The comments were deemed (by the courts in Estonia) unlawful & against freedom of speech under §45 of the constitution [1]:

§ 45. Everyone has the right to freely disseminate ideas, opinions, beliefs and other information by word, print, picture or other means. This right may be circumscribed by law to protect […] the rights and freedoms, health, honour and good name of others.

According to the courts the local equivalent of safe harbour laws (specifically in this case, Restricted liability upon provision of information storage service [2]) does not apply because [3 & 4]:
Portal owner in this case isn’t a “hosting provider”, as defined by law [2]:
§ 10. (1) 1) the provider does not have actual knowledge of the contents of the information and, as regards claims for the compensation of damage, is not aware of facts or circumstances from which the illegal activity or information is apparent
Portal owner has ability to remove comments according to the rules they’ve decided on.
The actual authors of the comments could not modify or delete their comments once
they were posted, only Delfi had the technical means to do this.
Delfi was also found to have financial interest in leaving up controversial (and possibly illegal) comments. Estonian new websites are littered with ads, and more comments -> more clicks -> more profit! Hence the monetary compensation.

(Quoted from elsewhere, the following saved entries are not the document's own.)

Issue #1431, opened 2022-04-12
Warden Auth


captainmangoC4:
- [x] implement client-side auth with Moralis
- [x] style user dropdown
- [x] implement team registration
- [x] allow merging addresses in moralis
- [x] verify user when they submit a finding while logged in
- [x] verify teams when a member submits a finding @captainmangoC4 
- [x] change UI in submission form to allow wardens who are on teams to toggle between submitting as an individual or as their team @captainmangoC4 
- [x] add a [+ email address] button to create multiple email fields for team submissions @captainmangoC4 
- [x] #2068
- [x] verify users when they register @captainmangoC4 
- [x] save polygon address for a team upon first submission @captainmangoC4 
- [x] create confirmation modal  @Simon-Busch 
- [x] use confirmation modal for confirming team polygon address and for merging addresses in moralis @captainmangoC4 
- [X] validate discord username @Simon-Busch 
- [x] protect finding submission page @captainmangoC4 
- [x] restyle submission form @captainmangoC4 
- [ ] create staging environment @joshuashort @captainmangoC4 
- [x] clean up finding submission form logic @captainmangoC4 
- [x] set up production database @captainmangoC4 
- [ ] finalize messaging @captainmangoC4 @tealtigrrr 
- [x] https://github.com/code-423n4/code423n4.com/issues/2046 -- style message for user to login for registration page and submit finding page
- [x] #2091
- [x] #2096
- [x] filter options in warden dropdown, removing wardens who have previously submitted findings?
- [x] clean up addresses from previous submissions table

captainmangoC4:
For the pages that require auth (submit findings and register team), if the user is not logged in, show a message telling them to login. Message should be styled to look like the submit finding success message.

For submit findings, it should say something like:

## Please log in
You need to be a registered warden currently connected via wallet to see this page.

**Note to existing wardens:**
As of [date] wardens are required to authenticate with a wallet to submit findings.

You can read more about this change here[link].

[connect with MetaMask] [connect with WalletConnect]



For team registration page, it should say:

## Please log in
You need to be a registered warden, currently connected via wallet to register a team.

[connect with MetaMask] [connect with WalletConnect]

Simon-Busch:
> For the pages that require auth (submit findings and register team), if the user is not logged in, show a message telling them to login. Message should be styled to look like the submit finding success message.
> 
> For submit findings, it should say something like:
> 
> ## Please log in
[...]

PR #2013, opened 2022-05-26
Create modal

Simon-Busch:
- [x] Create modal component
- [x] Create styling
- [x] Add x-icon
- [x] Update global import css


Simon-Busch:
@tealtigrrr  ready for review on design :-)

tealtigrrr:
Looks perfect! Great work! 🙌

Simon-Busch:
I will just add something before merging : 

- [ ] Add possibility to pass button text as props
- [ ] Add possibility to pass a second button ( which will replace the cancel button ) https://github.com/code-423n4/code423n4.com/issues/1431#issuecomment-1139141128

src/styles/modal.css
```diff
@@ -0,0 +1,86 @@
...
+  right: 13px;
+  height: 20px;
+  width: 20px;
+  background-color: transparent;
+  border: none;
+  cursor: pointer;
+}
+
+.modal-main-title {
+}
```
captainmangoC4: You can remove this

src/components/Modal.js
```diff
@@ -0,0 +1,39 @@
...
+        </div>
+        <div className="modal-main-buttons">
+          <button
+            className="button button-modal button-close"
+            onClick={handleClose}
+          >
+            Cancel
+          </button>
+          <button
+            className="button button-modal button-action "
```
captainmangoC4, line 46: Can you use existing button classes for these? like `cta-button` and `primary` or `secondary`

src/components/Modal.js
```diff
@@ -0,0 +1,39 @@
...
+        </div>
+        <div className="modal-main-content">
+          <p>{body}</p>
+        </div>
+        <div className="modal-main-buttons">
+          <button
+            className="button button-modal button-close"
+            onClick={handleClose}
+          >
+            Cancel
```
captainmangoC4: I like your idea to make the button text for both buttons dynamic. Maybe the props can be optional, and you can fall back to "Cancel" and "Ok" if the props are not provided.

Simon-Busch:
Right so here is how to call the component: 
Open state need to be handled in parent calling the component 
 
```javascript
[...]
  const [isOpen, setIsOpen] = useState(false);
[...]
<Modal
    show={isOpen}
    handleClose={() => setIsOpen(!isOpen)}
    title="test modal"
    body="hey Amy what do you think ?"
    primaryButtonAction={() => console.log("button 1")}
    primaryButtonText={'Button 1'}
    secondaryButtonAction={() => console.log("button 2")}
    secondaryButtonText={'Button 2'}
  />
```

src/styles/modal.css
```diff
@@ -0,0 +1,86 @@
...
+  background-color: var(--main-purple);
+}
+
+.display-block {
+  display: block;
+}
+
+.display-none {
+  display: none;
+}
```
captainmangoC4, line 76: instead of this, I would just add the class "modal" and set the style to `display: block` and then have another class "hidden" that is applied when `!shown` and that over-rides the style with `display: none`, or vice-versa.

src/components/Modal.js
```diff
@@ -0,0 +1,39 @@
+import React from "react";
+
+const Modal = ({ handleClose, show, title, body, onAction }) => {
+  return (
+    <div className={show ? "modal display-block" : "modal display-none"}>
+      <div className="modal-main" onClick={handleClose}>
+        <button className="button-div modal-top">
+          <img
+            src="/images/x-icon.svg"
```
captainmangoC4, line 18: Can we use the same x-icon that we use for the mobile nav menu?

src/components/Modal.js
```diff
@@ -0,0 +1,57 @@
...
+              Cancel
+            </button>
+          ) : (
+            <button
+              className="button button-modal button-action"
+              onClick={secondaryButtonAction}
+            >
+              {secondaryButtonText}
+            </button>
+          )}
```
captainmangoC4, line 44:
```suggestion
            <button
              className="button button-modal button-close"
              onClick={handleClose}
            >
              {secondaryButtonText || "Cancel"}
            </button>

```

src/components/Modal.js
```diff
@@ -0,0 +1,57 @@
...
+          <button
+            className="button button-modal button-action "
+            onClick={primaryButtonAction}
+          >
+            {primaryButtonText}
+          </button>
```
captainmangoC4, line 50:
```suggestion
          <button
            className="button button-modal button-action "
            onClick={primaryButtonAction}
          >
            {primaryButtonText || "Ok"}
          </button>
```

captainmangoC4 (approved):

src/components/Modal.js
Simon-Busch: Done below :)

src/components/Modal.js
Simon-Busch: Done below :)

src/components/Modal.js
Simon-Busch: the x-icon in the mobile nav menu is css created and not svg if I am not wrong :)

src/components/Modal.js
Simon-Busch: Done in last commit :)

PR #1207, opened 2021-10-29
Deploy an application to AKS

gambtho:
## Tasks

**Some general notes:**

    ```
    # documentation.
    ```


deployments/properties/aks.properties.json
```diff
@@ -0,0 +1,7 @@
+{
+    "name": "Deploy to a AKS Cluster",
+    "description": "Deploy an application to a Azure Kubernetes Service Cluster",
+    "creator": "Microsoft Azure",
+    "iconName": "azure",
+    "categories": ["Deployment", "AKS", "Kompose", "Helm", "Kustomize", "Kubernetes"]
```
anuragc617, line 6: Kompose, Helm, kustomize are not currently detected by repo analysis. Here is the list of tech stacks that are detected https://github.com/github-starter-workflows/repo-analysis-partner/blob/main/tech_stacks.yml. You can raise the request to detect these here: https://github.com/github-starter-workflows/repo-analysis-partner/issues by providing how we should detect them.
Also, AKS is not a tech stack, I think we should remove it as it will not be used for suggesting the templates.

gambtho: ok, done
https://github.com/github-starter-workflows/repo-analysis-partner/issues/17
https://github.com/github-starter-workflows/repo-analysis-partner/issues/18
https://github.com/github-starter-workflows/repo-analysis-partner/issues/19

deployments/properties/aks.properties.json
```diff
@@ -0,0 +1,7 @@
+{
+    "name": "Deploy to a AKS Cluster",
+    "description": "Deploy an application to a Azure Kubernetes Service Cluster",
+    "creator": "Microsoft Azure",
+    "iconName": "azure",
+    "categories": ["Deployment", "Kompose", "Helm", "Kustomize", "Kubernetes"]
```
anuragc617, line 6: I noticed this later, this templates only support helm charts. Should we removed then Kompose and Kustomize as well from the categories.

anuragc617 (approved):

deployments/properties/aks.properties.json
gambtho: it supports all of them, but they have to make adjustments in the k8s-bake section as described in the readme for k8s-bake

gambtho: unsure if the starter workflow experience requires that to be automatic?   a bit tough as there are property name changes

anuragc617: Yes, then it means user will have to modify by themselves. In that case should we add a comment suggesting user to change properties accordingly.

anuragc617: Also, add  Dockerfile to the categories.

deployments/properties/aks.properties.json
```diff
@@ -0,0 +1,7 @@
+{
+    "name": "Deploy to a AKS Cluster",
```
anuragc617, line 2: Should it be named to "Deploy to a AKS Cluster using Azure Credentials", to distinguish it from template added in https://github.com/actions/starter-workflows/pull/1206

IUVSARINA2l1:
Shit how do you work this

deployments/properties/aks.properties.json
gambtho: the need to update the properties is already in the comments section at the top

deployments/properties/aks.properties.json
gambtho: Deploy to "AKS cluster" seems to distinguish it pretty clearly?

viccastro0916 (approved):

deployments/properties/aks.properties.json
```diff
@@ -0,0 +1,7 @@
...
+    "description": "Deploy an application to a Azure Kubernetes Service Cluster using Azure Credentials",
+    "creator": "Microsoft Azure",
+    "iconName": "azure",
+    "categories": ["Deployment", "Kompose", "Helm", "Kustomize", "Kubernetes, "Dockerfile"]
```
pulkitaggarwl, line 6: @gambtho 
1.  should we add Manifest to this list here ? 
2. The properties - Kompose, Helm, Kustomize, Kubernetes - are not being detected today. Can you update the detection logic to add those. And remove the properties from here which we cant detect ?  
3. the other template  - https://github.com/actions/starter-workflows/pull/1206/files  will always conflict with this one. I recommend to use only one of the templates. My understanding is that the two templates are differing wrt to authentication, if supporting both auth is really important, you might want to evaluate having one as default and other as comment. 
cc - @bishal-pdMSFT / @anuragc617

gambtho: - i added a PR to detect 3 of the 4...haven't seen any response to them
- happy to close the other template
- no idea how you'd want to detect manifest -- feel free to add detection logic, and i'll remove the other

- is it possible to get a consolidated PR review, rather than one-off comments every couple days?

gambtho: links to the detection PRs - https://github.com/actions/starter-workflows/pull/1207#discussion_r745551029
(in the comments above, from last week)

deployments/aks.yml
```diff
@@ -0,0 +1,79 @@
...
+      with:
+        creds: ${{ secrets.AZURE_CREDENTIALS }}
+    
+    - name: Build image on ACR
+      uses: azure/CLI@v1
+      with:
+        azcliversion: 2.29.1
+        inlineScript: |
+          az configure --defaults acr=${{ env.AZURE_CONTAINER_REGISTRY }}
+          az acr build -t  -t ${{ secrets.REGISTRY_URL }}/${{ env.PROJECT_NAME }}:${{ github.sha }}
```
skedwards88, line 51: 👋 I'm writing the corresponding guide for this template. Can you tell me why `REGISTRY_URL` is a secret instead of an env variable (like `PROJECT_NAME`)?

skedwards88:
@gambtho You can find a preview of the corresponding guide for this starter workflow here: https://docs-internal-22832--ske-azure.herokuapp.com/en/actions/deployment/deploying-to-your-cloud-provider/deploying-to-azure/deploying-to-azure-kubernetes-service The corresponding PR is https://github.com/github/docs-internal/pull/22832 (you will need to accept my invite to the docs-internal repo to view it). **I did not do any technical validation, so please leave any technical feedback.**

deployments/aks.yml
gambtho: no good reason -- could move it to env variable (it's an artifact from a different workflow where there was a registry secret, but not valid here)

deployments/properties/aks.properties.json
gambtho: @pulkitaggarwl what's the best way to have one as a comment?   have it hosted in a separate repo, and link to it?

pulkitaggarwl: I would suggest adding some comments and routing them to documentation pages with details around second one

gambtho: sorry -- i'm not following.   Adding comments to the properties file, and routing them to where?

Tanapl02:
> ## Tasks
> 
> **For _all_ workflows, the workflow:**
> 
> - [x] Should be contained in a `.yml` file with the language or platform as its filename, in lower, [_kebab-cased_](https://en.wikipedia.org/wiki/Kebab_case) format (for example, [`docker-image.yml`](https://github.com/actions/starter-workflows/blob/main/ci/docker-image.yml)).  Special characters should be removed or replaced with words as appropriate (for example, "dotnet" instead of ".NET").
> - [x] Should use sentence case for the names of workflows and steps (for example, "Run tests").
> - [x] Should be named _only_ by the name of the language or platform (for example, "Go", not "Go CI" or "Go Build").
> - [x] Should include comments in the workflow for any parts that are not obvious or could use clarification.
> 
> 
> **Some general notes:**
> 
> - [x] This workflow must _only_ use actions that are produced by GitHub, [in the `actions` organization](https://github.com/actions), **or**
> - [x] This workflow must _only_ use actions that are produced by the language or ecosystem that the workflow supports.  These actions must be [published to the GitHub Marketplace](https://github.com/marketplace?type=actions).  We require that these actions be referenced using the full 40 character hash of the action's commit instead of a tag.  Additionally, workflows must include the following comment at the top of the workflow file:
>     ```
>     # This workflow uses actions that are not certified by GitHub.
>     # They are provided by a third-party and are governed by
>     # separate terms of service, privacy policy, and support
>     # documentation.
>     ```
> - [x] Automation and CI workflows should not send data to any 3rd party service except for the purposes of installing dependencies.
> - [x] Automation and CI workflows cannot be dependent on a paid service or product.
> 

[]()start

deployments/aks.yml
gambtho: removed this variable as uneeded - since we had the acr registry name already

deployments/properties/aks.properties.json
pulkitaggarwl: @gambtho, sure I can elaborate. 
My suggestion was to add some comments in the 1st YML file highlighting that there is an alternate  CI / CD to AKS can be used.  An azure docs page with the alternate version and details of the YML components of the alternate version can be used.

pulkitaggarwl (approved):

deployments/properties/aks.properties.json
gambtho: ahah, makes sense to me.  i'll close the other one for now, and will submit a new PR once we have a docs home for it

PR #1255, opened 2021-11-17
Have the starter `docker-publish` action sign digests.

mattmoor:
This change installs `sigstore/cosign` using the `cosign-installer` action,
and uses sigstore's "keyless" signing process to sign the resulting image
digest using the action's identity token (see: `id-token: write`).

Signed-off-by: Matt Moore <mattomata@gmail.com>

## Pre-requisites

---

## Tasks

**Some general notes:**

    ```
    # documentation.
    ```

### DIFF
--- a/ci/docker-publish.yml
+++ b/ci/docker-publish.yml
@@ -43,6 +43,10 @@ jobs:
         if: github.event_name != 'pull_request'
         uses: sigstore/cosign-installer@1e95c1de343b5b0c23352d6417ee3e48d5bcd422
 
+      # Workaround: https://github.com/docker/build-push-action/issues/461
+      - name: Setup Docker buildx
+        uses: docker/setup-buildx-action@79abd3f86f79a9d68a23c75a09a9a85889262adf
+
       # Login against a Docker registry except on PR
       # https://github.com/docker/login-action
       - name: Log into registry ${{ env.REGISTRY }}
@@ -81,4 +85,4 @@ jobs:
         # This step uses the identity token to provision an ephemeral certificate
         # against the sigstore community Fulcio instance, and records it to the
         # sigstore community Rekor transparency log.
-        run: cosign sign --force ${{ steps.build-and-push.outputs.digest }}
+        run: cosign sign --force ${{ env.REGISTRY }}/${{ env.IMAGE_NAME }}@${{ steps.build-and-push.outputs.digest }}
--- a/ci/docker-publish.yml
+++ b/ci/docker-publish.yml
@@ -76,13 +76,27 @@ jobs:
           tags: ${{ steps.meta.outputs.tags }}
           labels: ${{ steps.meta.outputs.labels }}
 
-      # Sign the resulting Docker image digest except on PR
+      # Check whether this is a public repository before signing the image.
+      # The keyless signing process records signatures on the Rekor public
+      # transparency log, so signing is disabled for private repos by default
+      # to avoid leaking private data.  If you wish to sign things anyways,
+      # then this check can be removed and --force can be added to the cosign
+      # command below.
+      - name: Confirm this is a public repository
+        if: ${{ github.event_name != 'pull_request' }}
+        env:
+          GITHUB_TOKEN: ${{secrets.GITHUB_TOKEN}}
+        run: |
+          TEMP=$(gh api repos/$GITHUB_REPOSITORY --jq '.private')
+          echo "IS_PRIVATE=$TEMP" >> $GITHUB_ENV
+
+      # Sign the resulting Docker image digest except on PRs and private repos
       # https://github.com/sigstore/cosign
       - name: Sign the published Docker image
-        if: github.event_name != 'pull_request'
+        if: ${{ github.event_name != 'pull_request' && env.IS_PRIVATE == 'false' }}
         env:
           COSIGN_EXPERIMENTAL: "true"
         # This step uses the identity token to provision an ephemeral certificate
         # against the sigstore community Fulcio instance, and records it to the
         # sigstore community Rekor transparency log.
-        run: cosign sign --force ${{ env.REGISTRY }}/${{ env.IMAGE_NAME }}@${{ steps.build-and-push.outputs.digest }}
+        run: cosign sign ${{ env.REGISTRY }}/${{ env.IMAGE_NAME }}@${{ steps.build-and-push.outputs.digest }}
--- a/ci/docker-publish.yml
+++ b/ci/docker-publish.yml
@@ -76,24 +76,15 @@ jobs:
           tags: ${{ steps.meta.outputs.tags }}
           labels: ${{ steps.meta.outputs.labels }}
 
-      # Check whether this is a public repository before signing the image.
+      # Sign the resulting Docker image digest except on PRs and private repos
       # The keyless signing process records signatures on the Rekor public
       # transparency log, so signing is disabled for private repos by default
       # to avoid leaking private data.  If you wish to sign things anyways,
       # then this check can be removed and --force can be added to the cosign
       # command below.
-      - name: Confirm this is a public repository
-        if: ${{ github.event_name != 'pull_request' }}
-        env:
-          GITHUB_TOKEN: ${{secrets.GITHUB_TOKEN}}
-        run: |
-          TEMP=$(gh api repos/$GITHUB_REPOSITORY --jq '.private')
-          echo "IS_PRIVATE=$TEMP" >> $GITHUB_ENV
-
-      # Sign the resulting Docker image digest except on PRs and private repos
       # https://github.com/sigstore/cosign
       - name: Sign the published Docker image
-        if: ${{ github.event_name != 'pull_request' && env.IS_PRIVATE == 'false' }}
+        if: ${{ github.event_name != 'pull_request' && !github.event.repository.private }}
         env:
           COSIGN_EXPERIMENTAL: "true"
         # This step uses the identity token to provision an ephemeral certificate
--- a/ci/docker-publish.yml
+++ b/ci/docker-publish.yml
@@ -29,10 +29,19 @@ jobs:
     permissions:
       contents: read
       packages: write
+      # This is used to complete the identity challenge
+      # with sigstore/fulcio when running outside of PRs.
+      id-token: write
 
     steps:
       - name: Checkout repository
         uses: actions/checkout@v2
+
+      # Install the cosign tool except on PR
+      # https://github.com/sigstore/cosign-installer
+      - name: Install cosign
+        if: github.event_name != 'pull_request'
+        uses: sigstore/cosign-installer@1e95c1de343b5b0c23352d6417ee3e48d5bcd422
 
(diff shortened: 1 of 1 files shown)


ci/docker-publish.yml
```diff
@@ -29,11 +29,20 @@ jobs:
...
 
     steps:
       - name: Checkout repository
         uses: actions/checkout@v2
 
+      # Install the cosign tool except on PR
+      # https://github.com/sigstore/cosign-installer
+      - name: Install cosign
+        if: github.event_name != 'pull_request'
+        uses: sigstore/cosign-installer@1e95c1de343b5b0c23352d6417ee3e48d5bcd422
```
dekkagaijin, line 44:
```suggestion
        uses: sigstore/cosign-installer@main
```

To be consistent with our guidance? Unless the style for these examples requires pinning to a git commit

mattmoor: I was trying to be consistent with the other steps, which do this.

jhutchings1:
@andymckay @chrispat This workflow sends data to a 3rd party service for the purposes of providing a public log of the signing activity. I think this is a good reason to do it, but I'd love your insight on how best to set expectations on this for customers.

ci/docker-publish.yml
chrispat: We require that starter-workflows pin to a specific commit when including actions not maintained by GitHub.  In addition pinning to a ref like main is not recommended as updates could break customers.

dekkagaijin: @chrispat since we are a security-focused action, we recommend using `@main`for the action to adopt fixes ASAP
and to optionally pin a specific release version of the tool itself if that degree of stability is desired

mattmoor: As folks involved in supply chain security, we also understand a desire to be very intentional about picking up changes to dependencies 😉

mattmoor: Maybe encoding the `@main` recommendation in a comment above that step is a reasonable compromise?

ethomson: You can see what Ruby does: https://github.com/actions/starter-workflows/blob/main/ci/ruby.yml#L29

(I'd encourage you to encourage pinning to a released tag, not `@main`, that's more Actions-idiomatic.)

ci/docker-publish.yml
```diff
@@ -55,9 +68,21 @@ jobs:
...
         with:
           context: .
           push: ${{ github.event_name != 'pull_request' }}
           tags: ${{ steps.meta.outputs.tags }}
           labels: ${{ steps.meta.outputs.labels }}
+
+      # Sign the resulting Docker image digest except on PR
+      # https://github.com/sigstore/cosign
+      - name: Sign the published Docker image
+        if: github.event_name != 'pull_request'
```
jhutchings1, line 82: Was chatting with @steiza, and he brought up an interesting point here. For private repositories, the transparency log will effectively leak the identity of a private repository. We had the thought that we should add an if to only sign for public repositories. Users could obviously opt-in to signing for private repositories, but this would not leak their private repo information by default. 

@mattmoor what do you think?

mattmoor: That works for me if there's a way to express that in actions (I think the best UX here would be for it to show up as skipped like it would for PRs).

I suspect the next best would be for us to add an option to cosign that lets us toggle this off (perhaps with a clear warning) when the image is private (I can discuss with @dlorenc @dekkagaijin et al and try to land something in 1.4).

WDYT?

mattmoor: I staged a fix in cosign for this here: https://github.com/sigstore/cosign/pull/1116, which would let us drop the `--force` (although I'll probably add a comment indicating that folks comfortable with this can add `--force` to publish to the transparency log).

jhutchings1: Yep, it's very doable. You could add the step below, and then add the (!(env.IS_PRIVATE)) to your existing if statement and I think it would do the job. 

```yaml

      - name: Confirm this is a public repository
        env: 
          GITHUB_TOKEN: ${{secrets.GITHUB_TOKEN}}
        run: |
          TEMP=$(gh api repos/$GITHUB_REPOSITORY --jq '.private')
          echo "IS_PRIVATE=$TEMP" >> $GITHUB_ENV
      - name: Run if public
        if: (!(env.IS_PRIVATE))

```

mattmoor: Awesome TIL!  I'll try that out and then update this.  I realize that this'll end up skipping signing entirely, so we may still want to adopt the cosign change and drop this once we cut 1.4.

mattmoor: ok, I was able to get this working in my little sample repo:
```yaml
      - name: Confirm this is a public repository
        env:
          GITHUB_TOKEN: ${{secrets.GITHUB_TOKEN}}
        run: |
          TEMP=$(gh api repos/$GITHUB_REPOSITORY --jq '.private')
          echo "IS_PRIVATE=$TEMP" >> $GITHUB_ENV

      - name: Sign the container image (if public)
        if: ${{ env.IS_PRIVATE == 'false' }}
        env:
          COSIGN_EXPERIMENTAL: "true"
        run: cosign sign ghcr.io/${{ github.repository }}@${{ steps.push-step.outputs.digest }}
```

This ran fine (with signing) in the public repo, and from a private repo instantiated from it the signing step was skipped.  I'll update the PR with this shortly, thanks for the tip!

mattmoor: Ok, cool this should be updated.  When we cut cosign `1.4` we can simplify things, since my PR upstream landed.

chrispat: Given you have the whole event payload to work with already on disk you don't need to make the api call.  Each event has a repository object and that will tell you if it is public or private.

ci/docker-publish.yml
```diff
@@ -55,9 +68,35 @@ jobs:
...
+        env:
+          GITHUB_TOKEN: ${{secrets.GITHUB_TOKEN}}
+        run: |
+          TEMP=$(gh api repos/$GITHUB_REPOSITORY --jq '.private')
+          echo "IS_PRIVATE=$TEMP" >> $GITHUB_ENV
+
+      # Sign the resulting Docker image digest except on PRs and private repos
+      # https://github.com/sigstore/cosign
+      - name: Sign the published Docker image
+        if: ${{ github.event_name != 'pull_request' && env.IS_PRIVATE == 'false' }}
```
steiza, line 96: I came here to suggest that we only run this on public repos, but you beat me to it!

I think we could simplify the implementation a bit though, by not having the above step and just checking `if: ${{ !github.event.repository.private }}` here.

It shouldn't be the default, but there might be use-cases where a private repo wants to use keyless signing, and is okay with the public record, so we could have an opt-in env variable (`COSIGN_USE_PUBLIC_KEYLESS_SIGNING`?) that uses keyless signing regardless. Not required, just a suggestion.

Thanks for contributing this functionality!

mattmoor: @steiza even better, I'll update the PR.  The next version of `cosign` will make it so we can always sign and for private repos they would add `--force` if they want to publish to the transparency log, which feels like exactly the opt-in we want.

mattmoor: Perfect, this is much tighter, and I just tried it on my public and private demo repos and it works like a charm.  ✨ 

Thanks again @steiza !

ci/docker-publish.yml
mattmoor: Looks like what @steiza also said.  This should be fixed in the latest revision!

jhutchings1:
Quick update for everyone: I'm working on a communications plan so that we notify users when this change goes in. I'd like to target Monday 12/6 to get everything out, but we might need to move things around depending on internal reviews. Really appreciate all the collaboration here!

mattmoor:
Cool, I'll try to keep things rebased 👍

jhutchings1 (approved):
Changes look good to me. Thanks for the collaboration all!

bishal-pdMSFT (approved):

mehran-sayyah:
#1255

دریافت Outlook برای Android<https://aka.ms/AAb9ysg>
________________________________

bishal-pdMSFT:
@mattmoor the updated workflow failed for my docker [repo](https://github.com/bishal-pdMSFT/docker-app/runs/4434089694?check_suite_focus=true). 
If failed in signing step:
```
Error: signing [ghcr.io/bishal-pdMSFT/docker-app@sha256:ec9994d1d8cf472600bbc9fa73d2e6afe865beef000185659f6d0e8f774b47f8]: parsing reference: could not parse reference: ghcr.io/bishal-pdMSFT/docker-app@sha256:ec9994d1d8cf472600bbc9fa73d2e6afe865beef000185659f6d0e8f774b47f8
main.go:46: error during command execution: signing [ghcr.io/bishal-pdMSFT/docker-app@sha256:ec9994d1d8cf472600bbc9fa73d2e6afe865beef000185659f6d0e8f774b47f8]: parsing reference: could not parse reference: ghcr.io/bishal-pdMSFT/docker-app@sha256:ec9994d1d8cf472600bbc9fa73d2e6afe865beef000185659f6d0e8f774b47f8
```

Can you please check it at priority and let me know if this can be widespread?

mattmoor:
I will check it out now, I was in a meeting when things merged, but I wonder if it is the capitals in your username, which I don't believe are allowed in Docker repository names (not sure how ghcr.io maps this?)

mattmoor:
Looks like that's the case:
```shell
# crane ls ghcr.io/bishal-pdMSFT/docker-app
2021/12/06 10:15:51 reading tags for ghcr.io/bishal-pdMSFT/docker-app: parsing repo "ghcr.io/bishal-pdMSFT/docker-app": repository can only contain the runes `abcdefghijklmnopqrstuvwxyz0123456789_-./`: bishal-pdMSFT/docker-app
```

Depending on how this is handled by `ghcr.io` we should be able to get this fixed pretty quickly 🤞

mattmoor:
Looks like buildkit is implicitly making the username lowercase: https://github.com/bishal-pdMSFT/docker-app/runs/4434089694?check_suite_focus=true#step:7:187

I assume this is roughly what we want here.  Are github usernames guaranteed to be unique regardless of case?

mattmoor:
I confirmed that this works for me here: https://github.com/mattmoor/zero-friction-actions/runs/4434363881?check_suite_focus=true

Let me open an issue here to track the uppercase issue, and discuss options for fixes.

bishal-pdMSFT:
Looks like account name is case insensitive. I tried changing my account name to another name with different case and it was not allowed.

bishal-pdMSFT:
Confirmed internally as well. It is case insensitive.

bishal-pdMSFT:
And for the first time I realize the benefit of choosing a CAPS letter in my account name :grin:

mattmoor:
Looks like this is `docker/metadata-action` lowercasing things, so I posted https://github.com/actions/starter-workflows/pull/1294 which should fix this.  Sorry for the breakage @bishal-pdMSFT, and thanks for the pointer @imjasonh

Lastly, there’s also the local element. Estonian internet comments (especially on Delfi) are 100 times worse than what you can consider the worst of youtube comments (NO EXAGGERATION). It was so bad, that (as noted by the human rights court’s press release [4]):

in September 2005, the Estonian Minister of Justice had had to respond to public criticism and concern about incessant taunting on public websites in Estonia, Delfi having been named as a source of brutal and arrogant mockery. In his response the Minister of Justice noted that victims of insults could bring a suit against Delfi and claim damages.

Also the 20 comments are documented and translated at http://hudoc.echr.coe.int/sites/eng/pages/search.aspx?i=001-155105#_Toc422230309

And lastly to repeat, “this does not say anything about the laws of other countries, does not create an obligation for other countries to enact similar laws, and does in particular not create any obligations for website owners”

– t2t2 from the virtual e-estonia


Existing delivery trucks could be outfitted to support two drones. As a driver enters a dense delivery area/neighborhood he would send off his two drones to deliver smaller packages, and meet back up with him after 2 or 3 of his own deliveries have been completed. The truck could serve as a short range communications beacon/status monitor for the drones, as well as a recharging station.

Ron writes:

Fly the package to the (locked ) backyard…

Better yet, purchase a Bluetooth powered box that clips on your garage door opener button and the drone can open the garage, place the package inside & close the door, then return to meet up with the self driving UPS truck for a recharge before its next delivery.

Or put a “storage shed/box” in the back yard with a drone landing pad on the roof that opens for deliveries.